Contrast this with Subaru, who uses binocular view through two widely spaced cameras to build a depth map of the view in front of it. It doesn't know or care what is there, only that something is there it shouldn't hit. And so the emergency breaking will trigger for things like trains and stationary emergency vehicles that Tesla seems oblivious to.
Please pardon my failure to remember the correct term.
But fundamentally, it constructs a 3d model based on what it thinks each pixel represents. And sometimes gets it wrong, leading to it having a pattern of driving into stationary objects.
It's not a matter of terminology. Tesla's occupancy network "doesn't know or care what is there, only that something is there it shouldn't hit". As the name suggests, it's solely concerned with what space is occupied and what space is unoccupied, not with identifying objects. As such, the distinction you tried to draw between Subaru and Tesla is false, no matter what terms you use.
Right, but we are relying on what the 'driver said.' Anyone who has been involved in an accident knows the other driver will lie through their teeth to avoid responsibility.

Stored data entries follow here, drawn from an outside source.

PR #6688, opened 2026-06-27
fix(latexdiff): discover headless run outputs via on-disk run-dir scan

### LINKED ISSUE #6687: latexdiff: `texra latexdiff -m <model> -i <file>` finds no outputs for headless `texra run` executions
## Summary

The documented `texra latexdiff <agent> -m <model> -i <file>` invocation returns `No LaTeX diff operations available for this run.` for any run created by a headless `texra run`, even though the run produced per-round outputs on disk and they are diffable via `--run-id`.

## Reproduce

```sh
texra run polish -i messy.tex -m deepseek --api-mode=byok --output polished.tex --no-input
# run completes, writes execution outputs to run storage

texra latexdiff polish -m deepseek -i messy.tex --output-format json
# => { "source": "workspace-scan", "executionId": null, "totalOperations": 0, ... }
# CLI prints: "No LaTeX diff operations available for this run."

# But scoping to the same execution works:
texra latexdiff polish -m deepseek -i messy.tex --run-id <execId> --output-format json
# => { "source": "run-dir-scan", "executionId": "<execId>", "totalOperations": 2, "successCount": 2 }
```

## Root cause

`discoverLatestExecutionOutputs` (`src/latex/latexdiff/outputDiscovery.ts`) matches the execution by agent/model/input, but retrieves its outputs **only** from the `StreamSnapshotStore` (a progress-view artifact). Headless `texra run` executions never persist those stream-tab snapshots, so discovery returns `null` and the orchestration drops to the cwd-based workspace scan, which only sees files copied back into the workspace — not the per-round execution outputs. The `--run-id` path works because it uses `scanRunDirForOutputs` (a direct on-disk scan of the run directory).

## Fix

Fall back to `scanRunDirForOutputs` (the same on-disk scan the `--run-id` path uses) when the stream-tab snapshot is empty, so both discovery paths share the same on-disk source of truth.

Found via hands-on CLI testing. PR incoming.

LionSR:
## Problem

`texra latexdiff <agent> -m <model> -i <file>` — the documented primary invocation — returns `No LaTeX diff operations available for this run.` for any run created by a headless `texra run`, even though the run's per-round outputs are on disk and `--run-id` diffs them fine.

## Root cause

`discoverLatestExecutionOutputs` matches the execution by agent/model/input but reads its outputs **only** from the `StreamSnapshotStore` (a progress-view artifact). Headless runs never persist those stream-tab snapshots, so discovery returns `null` and the orchestration falls through to the cwd-based workspace scan — which only sees files copied back into the workspace, not the per-round execution outputs. `--run-id` works because it uses `scanRunDirForOutputs` (a direct on-disk run-dir scan).

## Fix

When the stream-tab snapshot is empty, fall back to `scanRunDirForOutputs` (the same on-disk scan the `--run-id` path uses), so a headless run's outputs are discovered from its run directory. Both discovery paths now share the same on-disk source of truth. The change is additive and reuses already-proven code.

## Validation

- New regression test `src/test-kernel/latex/OutputDiscovery.vitest.mts` reproduces the headless case (matching execution, empty snapshot, on-disk `r0`/`r1` outputs) and asserts the fallback returns the outputs; plus a null case when neither source has outputs.
- Verified end-to-end against a real headless `polish` run: before, `latexdiff` reported 0 operations (`executionId: null`); the matched execution's outputs scan to 2 operations via `--run-id`, which this fix now reaches automatically.
- Existing `RunLatexdiff.vitest.mts` suite still green.

Fixes #6687

---

> [!NOTE]
> **Low Risk**
> Additive fallback in latexdiff output discovery reusing existing scanRunDirForOutputs; covered by new unit tests with no auth or data-model changes.
> 
> **Overview**
> Fixes **`texra latexdiff`** without `--run-id` reporting no diff operations for headless **`texra run`** executions, even when per-round outputs exist on disk.
> 
> **`discoverLatestExecutionOutputs`** still prefers stream-tab snapshots, but when that store is empty it now falls back to **`scanRunDirForOutputs`** on the matched execution’s run directory—the same on-disk path **`--run-id`** uses. Extra configured input files from the execution are passed as diff bases so multi-file runs don’t all compare against the single **`-i`** file.
> 
> Adds **`OutputDiscovery.vitest.mts`** covering the empty-snapshot + on-disk **r0/r1** case and the null case when neither source has outputs.
> 
> <sup>Reviewed by [Cursor Bugbot](https://cursor.com/bugbot) for commit a61433510fa76de4ef8e22121a37dbf15f44ab7b. Bugbot is set up for automated code reviews on this repo. Configure [here](https://www.cursor.com/dashboard/bugbot).</sup>

### DIFF
--- a/src/latex/latexdiff/outputDiscovery.ts
+++ b/src/latex/latexdiff/outputDiscovery.ts
@@ -250,6 +250,16 @@ export async function discoverLatestExecutionOutputs(query: {
       if (rounds && rounds.size > 0) {
         return { executionId: candidate.id, rounds };
       }
+      // Stream-tab snapshots are a progress-view artifact that headless
+      // `texra run` executions never persist. Fall back to scanning the matched
+      // execution's run directory on disk — the same source the `--run-id` path
+      // uses — so a headless run's outputs are still discovered instead of
+      // dropping through to the cwd-based workspace scan (which only sees files
+      // copied back into the workspace, not the per-round execution outputs).
+      const scanned = await scanRunDirForOutputs(candidate.id, query.inputFile);
+      if (scanned && scanned.size > 0) {
+        return { executionId: candidate.id, rounds: scanned };
+      }
     }
   } catch (error) {
     logger.debug(
--- a/src/latex/latexdiff/outputDiscovery.ts
+++ b/src/latex/latexdiff/outputDiscovery.ts
@@ -256,7 +256,15 @@ export async function discoverLatestExecutionOutputs(query: {
       // uses — so a headless run's outputs are still discovered instead of
       // dropping through to the cwd-based workspace scan (which only sees files
       // copied back into the workspace, not the per-round execution outputs).
-      const scanned = await scanRunDirForOutputs(candidate.id, query.inputFile);
+      // Mirror the `--run-id` path's base set: the matched execution's other
+      // configured input files become extra diff bases, so a multi-file run's
+      // secondary outputs diff against their own originals rather than all
+      // collapsing onto the single `-i` file.
+      const scanned = await scanRunDirForOutputs(
+        candidate.id,
+        query.inputFile,
+        candidate.agentConfig?.inputFiles?.slice(1),
+      );
       if (scanned && scanned.size > 0) {
         return { executionId: candidate.id, rounds: scanned };
       }
--- a/src/test-kernel/latex/OutputDiscovery.vitest.mts
+++ b/src/test-kernel/latex/OutputDiscovery.vitest.mts
@@ -1,0 +1,123 @@
+// Standard library imports
+import { mkdir, mkdtemp, rm, writeFile } from 'node:fs/promises';
+import * as os from 'node:os';
+import * as path from 'node:path';
+
+// Third-party imports
+import { afterEach, beforeEach, describe, expect, it, vi } from 'vitest';
+
+// `discoverLatestExecutionOutputs` matches a run by agent/model/input and then
+// reads its per-round outputs. Headless `texra run` executions persist those
+// outputs on disk but never write the progress-view stream-tab snapshot, so the
+// snapshot read comes back empty. These mocks reproduce that case: a matching
+// execution whose stream-tab snapshot is empty while its run directory holds
+// r0/r1 outputs on disk (the same source the `--run-id` path scans).
+const mocks = vi.hoisted(() => ({
+  listExecutions: vi.fn(),
+  resolveRunDir: vi.fn(),
+  readOutputFiles: vi.fn(),
+}));
+
+vi.mock('@agent/storage', async (importActual) => ({
+  ...(await importActual<typeof import('@agent/storage')>()),
+  listExecutions: mocks.listExecutions,
+}));
+
+vi.mock('@utils/files', async (importActual) => ({
+  ...(await importActual<typeof import('@utils/files')>()),
+  resolveRunDir: mocks.resolveRunDir,
+}));
+
+vi.mock('@transcript', async (importActual) => {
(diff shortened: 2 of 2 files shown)


LionSR:
What is this operation? Why does CLi need this?

LionSR:
## Replies

**@LionSR — "What is this operation? Why does CLI need this?"**

`texra latexdiff` is an existing CLI command (`packages/cli/src/commands/latex.ts`, with `--help` examples) — I didn't add it. It generates a round-aware, marked-up diff PDF showing exactly what an edit workflow changed (via `latexdiff` + the `merge` workflow), i.e. the CLI surface of the same diff feature the extension/desktop expose. CLI users run edit workflows headlessly (`texra run correct|polish|revise -i paper.tex …`) and want to see/share the changes as a diff. The run already auto-produces these diff PDFs; `texra latexdiff` (re)generates them on demand (e.g. a different `--math-markup` mode, or `--between-rounds`).

This PR doesn't add capability — it fixes a real defect: the documented `texra latexdiff <agent> -m <model> -i <file>` returned *"No LaTeX diff operations available"* for any **headless** `texra run`, because auto-discovery read outputs only from the progress-view stream-tab snapshot (which headless runs never persist). Only the `--run-id` workaround worked. If you'd prefer this stay extension-only and not be fixed for the CLI, happy to close — but as-is the listed command silently fails for headless users.

**Bot review — `extraBaseFiles` (Cursor Bugbot / claude / codex P2):** fixed in a61433510. The matched execution's `agentConfig.inputFiles` carries the full input list, so the fallback now passes the remaining entries as `extraBaseFiles` — multi-file secondary outputs diff against their own originals instead of collapsing onto the single `-i`. (This is the bit claude[bot] flagged as "not fixable here" — it is, using the matched execution's config rather than the CLI query.)

**Codex P2 — copy-back base (`-i paper.tex --output paper.tex`):** out of scope here. That's a pre-existing property of `scanRunDirForOutputs`, which the `--run-id` path already uses identically — both compute the base from the workspace file, not the execution's stored `original/` snapshot. This PR only routes headless auto-discovery onto that same proven path; changing the base source would affect both paths and belongs in a separate change.

LionSR:
## Re: the latest P2 suggestions (codex) + re-posted Bugbot note

Verified these are **pre-existing**, not introduced here. In `runLatexdiff.ts`, the `--run-id` path (L82–100) and this auto-discovery path (L107–122) both set `outputsByRound` and **converge on the same `runLatexdiffFromMetadata` call (L124–131)**. So:

- **Between-round grouping with scanned locations** — `runLatexdiffFromMetadata` receives the same `scanRunDirForOutputs` locations (round dir in `relativePath`) whether they came from `--run-id` or auto-discovery; identical behavior on both.
- **Output-file (`-o`) filtering** — `outputFiles` is never applied as a post-filter on the metadata path; it's passed to `scanRunDirForOutputs` (as base files) and to the workspace scan. Neither `--run-id` nor auto-discovery filters metadata rounds by `-o`. Pre-existing, shared.
- **Windows copy-as-dependency `.tex`** — a `collectTexFiles` property shared by every caller of `scanRunDirForOutputs`, including `--run-id`.
- **Re-posted extraBaseFiles (Bugbot, same bug id)** — addressed in a61433510: the fallback now passes the matched execution's `agentConfig.inputFiles.slice(1)` as extra bases (the Bugbot CI check passes; the inline note is a stale re-post on the synchronize commit).

My change only routes headless auto-discovery onto the same proven path `--run-id` already uses. Fixing the above would alter `--run-id` behavior too and belongs in a separate, scoped change rather than this bug fix.

PR is approved and green. @LionSR — holding merge for your go-ahead given your question above; happy to merge or close per your call.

I mean, it's to be expected. Most driving infrastructure is designed for human eyes and brains, including flashing lights on police cars. If you redesign the driving system from scratch to work on silicon and not brain, you pretty much expect its failures to not look like the kind of failures we're used to. Even if it's objectively better, with a lower accident rate, lower fatality rate and so on, it will occasionally do something as stupid looking as "drive into a police car with flashing lights on".
Which is why suitability decisions should not be made based on anecdotes.
> redesign the driving system from scratch to work on silicon
Nobody proposed this. My Subaru can lane keep even in whiteout conditions (if there is a car in front of me) due to radar. I can’t do that. Tesla’s can’t do that.
> it will occasionally do something as stupid looking as "drive into a police car with flashing lights on"
Two sensors operating on different wavelengths can add more information than a single doubling of the first sensor.
If I could have lidar eyes in addition to my normal ones you bet I'd go for it in the instance. Same with more variety of cones or thermal or any of the other cool sensory systems some other animals have.
Tesla took out the non-visible detectors for cost savings alone. I don't get anyone who every believed otherwise.
EyeSight is the only lane-keeping component on Subarus. Some models have radar sensors for blind spot or cross traffic warning, but those aren't used for lane keeping or forward collision prevention.
I'd be willing to bet that Elon's insistence on only using cameras is combining with the flashing lights to effectively make objects that appear in some frames of video, and not in others, as the camera recovers from the flash... and this makes it appear as noise, and below a certain threshold, ignored.
Or, it could be the reflective decals... who knows.